PR #5630, opened 2026-03-07
[rlgl] add `RL_PIXELFORMAT_UNCOMPRESSED_DEPTH` to enum `rlPixelFormat`

R2turnTrue:
This PR adds `RL_PIXELFORMAT_UNCOMPRESSED_DEPTH` pixel format to rlgl.

Depth textures were already supported through `rlLoadTextureDepth`, but there was no explicit pixel format defined in `rlPixelFormat` for them.
This addition allows depth textures (including depth cubemaps) to be created through `rlLoadTexture` or `rlLoadTextureCubemap` instead of requiring manual OpenGL setup.

This is really useful for features such as point light shadow maps using depth cubemaps, depth-based post processing effects.

The internal format is selected automatically based on the supported depth precision and graphics API.

### DIFF
--- a/src/rlgl.h
+++ b/src/rlgl.h
@@ -461,7 +461,7 @@ typedef enum {
     RL_PIXELFORMAT_UNCOMPRESSED_R16,               // 16 bpp (1 channel - half float)
     RL_PIXELFORMAT_UNCOMPRESSED_R16G16B16,         // 16*3 bpp (3 channels - half float)
     RL_PIXELFORMAT_UNCOMPRESSED_R16G16B16A16,      // 16*4 bpp (4 channels - half float)
-    RL_PIXELFORMAT_UNCOMPRESSED_DEPTH,             // Depth component (24 or 16 bit, depending on OpenGL version)
+    RL_PIXELFORMAT_UNCOMPRESSED_DEPTH,             // Depth component (32 or 24 or 16 bit, depending on OpenGL version)
     RL_PIXELFORMAT_COMPRESSED_DXT1_RGB,            // 4 bpp (no alpha)
     RL_PIXELFORMAT_COMPRESSED_DXT1_RGBA,           // 4 bpp (1 bit alpha)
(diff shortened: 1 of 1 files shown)


src/rlgl.h
```diff
@@ -3630,6 +3631,36 @@ void rlGetGlTextureFormats(int format, unsigned int *glInternalFormat, unsigned
         #endif
         #endif
         #endif
+        case RL_PIXELFORMAT_UNCOMPRESSED_DEPTH:
+            if (RLGL.ExtSupported.texDepth)
+            {
+                *glFormat = GL_DEPTH_COMPONENT;
+
+                if (RLGL.ExtSupported.texDepthWebGL)
```
raysan5, line 3639: Logic here could not be correct, considering nuances when defining `internalFormat` for the [different OpenGL ES versions](https://github.com/raysan5/raylib/blob/master/src/rlgl.h#L3428).

src/rlgl.h
```diff
@@ -461,6 +461,7 @@ typedef enum {
     RL_PIXELFORMAT_UNCOMPRESSED_R16,               // 16 bpp (1 channel - half float)
     RL_PIXELFORMAT_UNCOMPRESSED_R16G16B16,         // 16*3 bpp (3 channels - half float)
     RL_PIXELFORMAT_UNCOMPRESSED_R16G16B16A16,      // 16*4 bpp (4 channels - half float)
+    RL_PIXELFORMAT_UNCOMPRESSED_DEPTH,             // Depth component (32 or 24 or 16 bit, depending on OpenGL version)
```
raysan5, line 464: This enum is aligned with raylib textures [`PixelFormat`](https://github.com/raysan5/raylib/blob/master/src/raylib.h#L850), adding this value here could generate missalignments issues.

raysan5:
I see the use case but I think the addition cost is higher than the real usefulness for most users of this addition. It woudl also imply a redesign (and further testing and review) of `PixelFormat` structure to accomodate this new flag... I'm afraid I'm prefer to avoid this change for now.

PR #5633, opened 2026-03-10
[raylib.h] fix audio pan comment

CrackedPixel:
It incorrectly says 0.5f is the center, but the range is -1.0f to 1.0 with 0.0 being center. 

found by user `a.b.c.d.a.b.c.d` on discord


raysan5:

PR #5634, opened 2026-03-10
[rmodels] Implement loading of mesh names from glTF/IQM/OBJ.

arlez80:
This PR aims to implement loading of mesh names from glTF/IQM/OBJ and add a `name` member to the `Model` structure.

In glTF, node names are used as mesh names because Blender object names are written to the nodes.

For IQM, the mesh name is copied from the already loaded mesh name.

For OBJ, the mesh name is copied from `objShapes[*].name`.

### DIFF
--- a/src/raylib.h
+++ b/src/raylib.h
@@ -341,6 +341,7 @@ typedef struct Camera2D {
 
 // Mesh, vertex data and vao/vbo
 typedef struct Mesh {
+    char name[32];          // Mesh name
     int vertexCount;        // Number of vertices stored in arrays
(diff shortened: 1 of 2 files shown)


arlez80:
These image aren't part of this PR currently, would it be acceptable to add a sample for displaying mesh names to `models_loading.c`?
The reason I asked was that I was wondering if it would be better to put the sample in a separate file.

image
image

raysan5:
@arlez80 I'm afraid it has already been proposed in the past and there is no intention for now to add those 32bytes of additional information to Mesh structure. Most users do not really need that information.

- - - - -

Task to complete: Go through the entries above and copy each line holding the string "opened".

Result:
PR #5630, opened 2026-03-07
PR #5633, opened 2026-03-10
PR #5634, opened 2026-03-10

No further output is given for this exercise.